Just as nobody wants to sit in a theater and watch a bloated, 4-hour director's cut of a film, your users don't want to wait forever for a response. Multi-agent systems are inherently slow. While the Planner thinks, the Executor scrapes, and the Writer drafts, the clock is continuously ticking. You have to aggressively optimize the workflow, run sub-agents in parallel wherever possible, and ensure the "runtime" of your agentic workflow doesn't test your audience's patience.

6. The Production Budget (Token Costs)

Making a multi-agent system is like funding a massive blockbuster movie—it is an expensive production. Every single time an agent reasons, calls a tool, or talks to another agent, you are paying for API calls. With multiple agents passing data back and forth, token counts inflate rapidly. Before you "greenlight" a complex agentic architecture, you have to be rigorous about the ROI. You must carefully evaluate: do you actually need a whole cast of AI agents for this task, or could a simple, boring Python script do the job for a fraction of the cost?

Conclusion: Directing the Chaos

In my experience so far, when building these multi-agent workflows, the bulk of the effort isn't in writing the code anymore. It's in the careful design, testing, and fixing of the team dynamics.

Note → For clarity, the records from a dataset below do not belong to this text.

PR #986, opened 2022-08-18
feat: add verification functions

### LINKED ISSUE #789: Expose Go function for validating log entry
Currently the logic for validating the signature of a log entry needs to be reconstructed at least in part by other projects that wish to rely on it, e.g.:

- https://github.com/google/ent/blob/b0804661406ee428d2127d7f2d653d6c1b45f766/cmd/ent/cmd/status.go#L110-L207
- https://github.com/slsa-framework/slsa-verifier/blob/aee753f58fa9a4de2be6290e3eefae2d6e998a9d/pkg/provenance.go#L164-L285

This logic is mostly already available in rekor, but not particularly well packaged or exposed yet.

cc @asraa @laurentsimon @eddiezane @dlorenc

### LINKED ISSUE #891: Improvements to rekor-cli verify command
**Description**

* verify should verify a signed tree head (STH) signature
* verify should verify the STH signature uses the Rekor public key from TUF, not from the public key from the instance
* verify needs to be shard aware

asraa:

#### Summary

* Adds verification functions for inclusion proof, root hash, consistency, and full entry

#### Documentation

Fixes https://github.com/sigstore/rekor/issues/891
Fixes https://github.com/sigstore/rekor/issues/789

Creating follow-up issue for the TUF usage. Contingent on https://github.com/sigstore/sigstore/pull/500/ which I'll go back to today.

### DIFF
--- a/pkg/verify/verify.go
+++ b/pkg/verify/verify.go
@@ -77,7 +77,7 @@ func ProveConsistency(ctx context.Context, rClient *client.Rekor,
 // against a newly fetched Checkpoint.
 //nolint
 func VerifyCurrentCheckpoint(ctx context.Context, rClient *client.Rekor, verifier signature.Verifier,
-	oldSTH *util.SignedCheckpoint, treeID string) error {
+	oldSTH *util.SignedCheckpoint) error {
 	// The oldSTH should already be verified, but check for robustness.
 	if !oldSTH.Verify(verifier) {
 		return errors.New("signature on old tree head did not verify")
@@ -102,7 +102,7 @@ func VerifyCurrentCheckpoint(ctx context.Context, rClient *client.Rekor, verifie
 	}
 
 	// Now verify consistency up to the STH.
-	return ProveConsistency(ctx, rClient, oldSTH, &sth, treeID)
+	return ProveConsistency(ctx, rClient, oldSTH, &sth, *logInfo.TreeID)
 }
 
 // VerifyInclusion verifies an entry's inclusion proof. Clients MUST either verify
--- a/pkg/verify/verify.go
+++ b/pkg/verify/verify.go
@@ -36,7 +36,7 @@ import (
 )
 
 // ProveConsistency verifies consistency between an initial, trusted STH
-// and a second new STH. Assumes that the signature on the STHs' are verified.
+// and a second new STH. Callers MUST verify signature on the STHs'.
 func ProveConsistency(ctx context.Context, rClient *client.Rekor,
 	oldSTH *util.SignedCheckpoint, newSTH *util.SignedCheckpoint, treeID string) error {
 	oldTreeSize := int64(oldSTH.Size)
@@ -78,6 +78,11 @@ func ProveConsistency(ctx context.Context, rClient *client.Rekor,
 //nolint
 func VerifyCurrentCheckpoint(ctx context.Context, rClient *client.Rekor, verifier signature.Verifier,
 	oldSTH *util.SignedCheckpoint, treeID string) error {
+	// The oldSTH should already be verified, but check for robustness.
+	if !oldSTH.Verify(verifier) {
+		return errors.New("signature on old tree head did not verify")
+	}
+
 	// Get and verify against the current STH.
 	infoParams := tlog.NewGetLogInfoParamsWithContext(ctx)
 	result, err := rClient.Tlog.GetLogInfo(infoParams)
@@ -100,8 +105,9 @@ func VerifyCurrentCheckpoint(ctx context.Context, rClient *client.Rekor, verifie
 	return ProveConsistency(ctx, rClient, oldSTH, &sth, treeID)
 }
 
-// VerifyInclusion verifies an entry's inclusion proof. Clients MUST also
-// verify the root hash via VerifyRootHash.
+// VerifyInclusion verifies an entry's inclusion proof. Clients MUST either verify
+// the root hash against a new STH (via VerifyCurrentCheckpoint) or against a
+// trusted, existing STH (via ProveConsistency).
 //nolint
 func VerifyInclusion(ctx context.Context, e *models.LogEntryAnon) error {
 	if e.Verification == nil || e.Verification.InclusionProof == nil {
--- a/pkg/verify/verify.go
+++ b/pkg/verify/verify.go
@@ -185,7 +185,7 @@ func VerifySignedEntryTimestamp(ctx context.Context, e *models.LogEntryAnon, ver
 // Performs inclusion proof verification up to a verified root hash and
 // SignedEntryTimestamp verification.
 //nolint
-func VerifyLogEntry(ctx context.Context, rClient *client.Rekor, e *models.LogEntryAnon, verifier signature.Verifier) error {
+func VerifyLogEntry(ctx context.Context, e *models.LogEntryAnon, verifier signature.Verifier) error {
 	// Verify the inclusion proof using the body's leaf hash.
 	if err := VerifyInclusion(ctx, e); err != nil {
 		return err
--- a/pkg/verify/verify.go
+++ b/pkg/verify/verify.go
@@ -77,32 +77,35 @@ func ProveConsistency(ctx context.Context, rClient *client.Rekor,
 // against a newly fetched Checkpoint.
 //nolint
 func VerifyCurrentCheckpoint(ctx context.Context, rClient *client.Rekor, verifier signature.Verifier,
-	oldSTH *util.SignedCheckpoint) error {
+	oldSTH *util.SignedCheckpoint) (*util.SignedCheckpoint, error) {
 	// The oldSTH should already be verified, but check for robustness.
 	if !oldSTH.Verify(verifier) {
-		return errors.New("signature on old tree head did not verify")
+		return nil, errors.New("signature on old tree head did not verify")
 	}
 
 	// Get and verify against the current STH.
 	infoParams := tlog.NewGetLogInfoParamsWithContext(ctx)
 	result, err := rClient.Tlog.GetLogInfo(infoParams)
 	if err != nil {
-		return err
+		return nil, err
 	}
 
 	logInfo := result.GetPayload()
 	sth := util.SignedCheckpoint{}
 	if err := sth.UnmarshalText([]byte(*logInfo.SignedTreeHead)); err != nil {
-		return err
+		return nil, err
 	}
 
 	// Verify the signature on the SignedCheckpoint.
 	if !sth.Verify(verifier) {
-		return errors.New("signature on tree head did not verify")
+		return nil, errors.New("signature on tree head did not verify")
 	}
 
 	// Now verify consistency up to the STH.
-	return ProveConsistency(ctx, rClient, oldSTH, &sth, *logInfo.TreeID)
+	if err := ProveConsistency(ctx, rClient, oldSTH, &sth, *logInfo.TreeID); err != nil {
+		return nil, err
+	}
+	return &sth, nil
 }
 
 // VerifyInclusion verifies an entry's inclusion proof. Clients MUST either verify
--- a/pkg/verify/verify.go
+++ b/pkg/verify/verify.go
@@ -1,0 +1,198 @@
+//
+// Copyright 2022 The Sigstore Authors.
+//
+// Licensed under the Apache License, Version 2.0 (the "License");
+// you may not use this file except in compliance with the License.
+// You may obtain a copy of the License at
+//
+//     http://www.apache.org/licenses/LICENSE-2.0
+//
+// Unless required by applicable law or agreed to in writing, software
+// distributed under the License is distributed on an "AS IS" BASIS,
+// WITHOUT WARRANTIES OR CONDITIONS OF ANY KIND, either express or implied.
+// See the License for the specific language governing permissions and
+// limitations under the License.
+
+package verify
+
+import (
+	"bytes"
+	"context"
+	"encoding/base64"
+	"encoding/hex"
+	"encoding/json"
+	"errors"
+	"fmt"
+
+	"github.com/cyberphone/json-canonicalization/go/src/webpki.org/jsoncanonicalizer"
+	"github.com/sigstore/rekor/pkg/generated/client"
+	"github.com/sigstore/rekor/pkg/generated/client/tlog"
+	"github.com/sigstore/rekor/pkg/generated/models"
+	"github.com/sigstore/rekor/pkg/util"
+	"github.com/sigstore/sigstore/pkg/signature"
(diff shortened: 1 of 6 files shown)


pkg/verify/verify.go
```diff
@@ -0,0 +1,203 @@
...
+		return fmt.Errorf("missing verification")
+	}
+	if e.Verification.SignedEntryTimestamp == nil {
+		return fmt.Errorf("signature missing")
+	}
+
+	type bundle struct {
+		Body           interface{} `json:"body"`
+		IntegratedTime int64       `json:"integratedTime"`
+		// Note that this is the virtual index.
```
priyawadhwa, line 160: I thought we were supposed to verify against the shard log index, not the virtual log index?

asraa: Nope. Inclusion proof requires verification against the internal log index. But we sign the bundle over the virtual index:
https://github.com/sigstore/rekor/blob/6093a3391c2399d384b50bb9b6f48e4011111729/pkg/api/entries.go#L214-L258

priyawadhwa: gotcha, thanks!

asraa: i don't think it's a security issue either way though -- since the signed payload also contains the log ID, so it disambiguates between shards anyway

pkg/verify/verify.go
```diff
@@ -0,0 +1,203 @@
...
+	"github.com/sigstore/rekor/pkg/generated/models"
+	"github.com/sigstore/rekor/pkg/util"
+	"github.com/sigstore/sigstore/pkg/signature"
+	"github.com/sigstore/sigstore/pkg/signature/options"
+	"github.com/transparency-dev/merkle/proof"
+	"github.com/transparency-dev/merkle/rfc6962"
+)
+
+func ProveConsistency(ctx context.Context, rClient *client.Rekor,
+	oldStateHash []byte, oldTreeSize int64, sth util.SignedCheckpoint, treeID string) error {
```
Hayden-IO: nit: Should the function take a signed checkpoint, or just take old hash/size and current hash/size? I think it might be a cleaner abstraction that way.

pkg/verify/verify.go
```diff
@@ -0,0 +1,203 @@
...
+	switch {
+	case oldTreeSize == int64(sth.Size):
+		if !bytes.Equal(oldStateHash, sth.Hash) {
+			return errors.New("old root hash does not match STH hash")
+		}
+	case oldTreeSize < int64(sth.Size):
+		consistencyParams := tlog.NewGetLogProofParamsWithContext(ctx)
+		consistencyParams.FirstSize = &oldTreeSize   // Root hash at the time the proof was returned
```
Hayden-IO: nit: Comments might not be accurate depending on the use. For example, given an inclusion proof, you may already have a trusted state, and want to verify consistency between that state and the proof.

pkg/verify/verify.go
```diff
@@ -0,0 +1,203 @@
...
+	"github.com/sigstore/rekor/pkg/generated/client/tlog"
+	"github.com/sigstore/rekor/pkg/generated/models"
+	"github.com/sigstore/rekor/pkg/util"
+	"github.com/sigstore/sigstore/pkg/signature"
+	"github.com/sigstore/sigstore/pkg/signature/options"
+	"github.com/transparency-dev/merkle/proof"
+	"github.com/transparency-dev/merkle/rfc6962"
+)
+
+func ProveConsistency(ctx context.Context, rClient *client.Rekor,
```
Hayden-IO, line 40: nit: Function comment

pkg/verify/verify.go
```diff
@@ -0,0 +1,203 @@
...
+	}
+
+	// Verify the root hash.
+	rootHash, err := hex.DecodeString(*e.Verification.InclusionProof.RootHash)
+	if err != nil {
+		return err
+	}
+	tid := fmt.Sprintf("%x", *e.LogID)
+
+	if err := VerifyRootHash(ctx, rClient, verifier,
```
Hayden-IO: Messaged offline about this, but I don't think this is necessary. Consistency should be verified from a known trusted state I believe. Otherwise, you're effectively asking the log for both ends of the consistency proof, so it could forge it.

I think this function should optionally take in a signed tree head to verify consistency from it to the root hash returned by the inclusion proof.

pkg/verify/verify.go
```diff
@@ -0,0 +1,203 @@
...
+		return errors.New("inclusion proof returned a tree size larger than the verified tree size")
+	}
+	return nil
+
+}
+
+// VerifyRootHash verifies the provided root hash at the treeSize by verifying consistenct
+// against an STH.
+//nolint
+func VerifyRootHash(ctx context.Context, rClient *client.Rekor, verifier signature.Verifier,
```
Hayden-IO: See comment below, but I think this function still has value, just used differently. I could see this used by witnesses to calculate consistency from a trusted state (`rootHash`) to current. a nit, maybe a different function name, like VerifyCurrentCheckpoint?

pkg/verify/verify.go
dlorenc: I think this is why we never added it in cosign. Adding this check is essentially only to prevent split tree attacks, and mitigation for that requires storing client state in between invocations.

I'm +1 on doing this (and adding the library function is fine), but the change in cosign will be a bit more invasive if we want to make it useful.

Hayden-IO: Yea, consistency checks are for enforcing the append-only property of a log, and would require client state. I think the function should support such a verification, and it could be added to cosign as an optional online lookup.

Split view attacks would require a gossip protocol which is out of scope for this.

asraa: Yeah, I made all the helper methods here public so people could pick and choose.

However, note there's not point in verifying an inclusion proof without some STH verification. So TBH, cosign should only verify the SET

dlorenc: I think that's correct - we could leave verification of the inclusion proof to the signer.

dlorenc: > Split view attacks would require a gossip protocol which is out of scope for this.

I think if clients store state you still get protection, it's just that the gossip protocol is manual and via Twitter or a Github issue.

priyawadhwa:
Hey @asraa is this ready for review?

asraa:
Reviewing now! sorry about that, was out for a few

pkg/verify/verify.go
asraa: Yeah, why not -- let's do STHs. It would require some refactoring from consumers who use it, but it's way cleaner!

asraa: OK. Done, but note that when proving consistency with the root hash given in the inclusion proof with a signed tree head, we have to "internally construct" an old STH. When https://github.com/sigstore/rekor/issues/988 is resolved we can fix. I added a comment TODO in there.

pkg/verify/verify.go
asraa: Ah, copy pasted. updated. those comments don't even make sense.

pkg/verify/verify.go
asraa: OK to resolve this: I'll keep `VerifyInclusion` and `VerifySignedEntryTimestamp` in `VerifyLogEntry`. 
Once https://github.com/sigstore/rekor/issues/988 is resolved, then we can add verification of the STH given in the return response against an optional old state in there too. TODO added.

I'll re-name `VerifyRootHash` to `VerifyCurrentCheckpoint`: that verifies a given checkpoint against a newly fetched checkpoint (by a consistency proof)

pkg/verify/verify.go
asraa: I think done as above.

pkg/verify/verify.go
```diff
@@ -0,0 +1,198 @@
...
+	"github.com/sigstore/rekor/pkg/generated/models"
+	"github.com/sigstore/rekor/pkg/util"
+	"github.com/sigstore/sigstore/pkg/signature"
+	"github.com/sigstore/sigstore/pkg/signature/options"
+	"github.com/transparency-dev/merkle/proof"
+	"github.com/transparency-dev/merkle/rfc6962"
+)
+
+// ProveConsistency verifies consistency between an initial, trusted STH
+// and a second new STH. Assumes that the signature on the STHs' are verified.
```
Hayden-IO: I wonder if it'd be better to check the signatures on the STHs, this seems like something that'd be easy to skip as a client. Same with `VerifyCurrentCheckpoint` - It verifies the newest checkpoint, but not the previous.

pkg/verify/verify.go
```diff
@@ -0,0 +1,198 @@
...
+	if !sth.Verify(verifier) {
+		return errors.New("signature on tree head did not verify")
+	}
+
+	// Now verify consistency up to the STH.
+	return ProveConsistency(ctx, rClient, oldSTH, &sth, treeID)
+}
+
+// VerifyInclusion verifies an entry's inclusion proof. Clients MUST also
+// verify the root hash via VerifyRootHash.
```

Surprisingly, as I kept working, I found myself getting genuinely connected with these agents. I started learning their quirks—knowing exactly when they would fail, what their weak points were, and how they handled pressure. It felt exactly like managing a real human team. Different "people" act differently, and I realized I needed completely different approaches to bring everyone onboard to get the final act done.

I feel like I am no longer just an engineer. I have become an architect, a manager, and a dramatic showrunner. It taught me that while knowing how to code is important, the real job now is mastering the art of taming the chaos of a digital cast.

Of course, once you've designed this beautiful, dramatic cast of agents, orchestrating and actually deploying that multi-agent system into a production environment is a completely different engineering challenge. But I'll save that story for the next blog.